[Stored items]
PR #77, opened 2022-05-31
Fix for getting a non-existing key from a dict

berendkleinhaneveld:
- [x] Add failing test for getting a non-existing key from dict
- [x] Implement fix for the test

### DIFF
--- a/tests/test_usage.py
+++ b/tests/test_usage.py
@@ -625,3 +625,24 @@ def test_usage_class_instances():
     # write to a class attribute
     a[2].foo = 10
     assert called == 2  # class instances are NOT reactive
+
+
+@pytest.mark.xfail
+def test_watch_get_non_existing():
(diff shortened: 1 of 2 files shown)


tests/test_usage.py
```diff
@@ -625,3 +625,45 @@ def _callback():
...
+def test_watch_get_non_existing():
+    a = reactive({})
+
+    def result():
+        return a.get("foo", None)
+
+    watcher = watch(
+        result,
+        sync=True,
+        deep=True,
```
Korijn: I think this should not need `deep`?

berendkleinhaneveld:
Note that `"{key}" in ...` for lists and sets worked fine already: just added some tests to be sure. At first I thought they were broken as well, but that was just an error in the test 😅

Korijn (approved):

- Prompt
For this exercise, reproduce exactly each line from the one containing "in the test 😅" through the last line of the data, and no others.

- Answer below
Note that `"{key}" in ...` for lists and sets worked fine already: just added some tests to be sure. At first I thought they were broken as well, but that was just an error in the test 😅

Korijn (approved):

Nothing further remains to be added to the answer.